Oncall rotations should be quiet
I’m astonished to hear that in some companies/teams, engineers that are oncall:
- Get regularly woken up during the night
- Can’t do regular work during the week because of all the interruptions
- Don’t go out for activities (e.g. running) because they may get paged
Here’s my take on oncall rotations and how we (with other leads) shaped our rotation in YouTube Ads at Google:
- The primary oncall is responsible for triaging pages but is not necessarily responsible for fixing everything themselves (other oncalls should be looped in as needed)
- Every page should have a clear handbook with practical and mechanical steps (checking a specific graph, rolling back, escalating to another oncall etc.)
- Over-escalating (to your leads or other teams) is better than under-escalating (and having a prolonged outage).
- While the oncall should try to be available (e.g. don’t go hiking where there’s no service), there will be times the primary oncall cannot handle the page. In this case, just NACK and let the secondary oncall ACK. For example, if you’re driving on the highway, don’t ever stop in the emergency lane for a page.
-
The people oncall are usually the owner of the service being supported, as such they are responsible and should be given leverage to keep the rotation quiet. This means among other things:
- Making sure there are enough tests coverage to prevent incidents (and/or push teams to add the missing tests)
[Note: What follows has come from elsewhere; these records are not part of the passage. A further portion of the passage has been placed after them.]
PR #109, opened 2023-08-07
Add version and created-on fields for GenerateKeysRequest

nmahabaleshwar:
Summary of changes,
Add version and created-on fields to the GenerateKeyRequest message since that message generates the keys and also adds them to config as host keys. We will need to know when this config rotation happened which will be indicated by the version and created-on fields which are persisted on the switch.


credentialz/credentialz.proto
```diff
@@ -677,7 +677,8 @@ message CaPublicKeyResponse {
 message AuthorizedPrincipalCheckRequest {
   enum Tool {
     TOOL_UNSPECIFIED = 0;
-    TOOL_HIBA_DEFAULT = 1;
+    TOOL_NOT_CONFIGURED = 1;
```
marcushines, line 680: why are you suggesting adding this enum?
what is different from not_configured vs unspecified?
Also what if not hiba would be used for principal check?

credentialz/credentialz.proto
```diff
@@ -688,9 +689,31 @@ message AuthorizedPrincipalCheckResponse {
 
 // A request to generate a list public/private key pairs based on a given key
```
sourcequench, line 690: s/list public/list of public/

credentialz/credentialz.proto
```diff
@@ -688,9 +689,31 @@ message AuthorizedPrincipalCheckResponse {
...
 // specification and return the list of generated public key back which will
```
sourcequench, line 691: s/key/keys

credentialz/credentialz.proto
```diff
@@ -688,9 +689,31 @@ message AuthorizedPrincipalCheckResponse {
 
 // A request to generate a list public/private key pairs based on a given key
 // specification and return the list of generated public key back which will 
-// be used to create a host SSH certificate.
+// be used to create a host SSH certificate. Any existing host keys will be
```
sourcequench, line 692: Generating/rotating keys need not have anything to do with a certificate.

credentialz/credentialz.proto
erahn: Per the protobuf style guide (https://protobuf.dev/programming-guides/style/#enums) UNSPECIFIED seems like a sentinel value to be used as a default, but it does not indicate an explicit configuration request. NOT_CONFIGURED is used to explicitly request that hiba-chk not be used.

nmahabaleshwar: If HIBA is not used we can use authorized principals file for principal check, it can be enabled by
1. `RotateAccountCredentialsRequest{AuthorizedUsersRequest}` to rotate principals for users.
2. `RotateHostParametersRequest{CaPublicKeyRequest}`, this rotates CA public keys and also enables authorized principals file for all users.

marcushines: unspecified is defined as the default - it is up the api design to decide what to do with a default i.e. it is a "valid value" but does require protocol specification on what to do with it

marcushines: you should not redefine tags - just add the new entry as tag 2

nmahabaleshwar: We have removed the proposed new enum and added documentation that `TOOL_UNSPECIFIED` removes any previously configured authorized principals command from configuration.

morrowc (approved):

haussli:
Please change "should be persisted" to "must ...".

- Making sure there is enough monitoring in staging/canary/prod (and/or push the relevant teams to add the missing alerts)
- Making sure changes happen during business hours (unless explicitly approved by the oncall)
- Making sure there’s enough capacity for redundancy
- Etc.
There will be times when you get paged at night (e.g. because of unforeseeable events, e.g. a shark chomped on a network fiber) but these should be minimized. I very rarely got paged during the night during my shifts at Google for Youtube Ads because we had a strong discipline and maintained a high bar for our service.
The TL;DR is that good engineering should result in quiet rotations.
Thoughts? What are your experiences?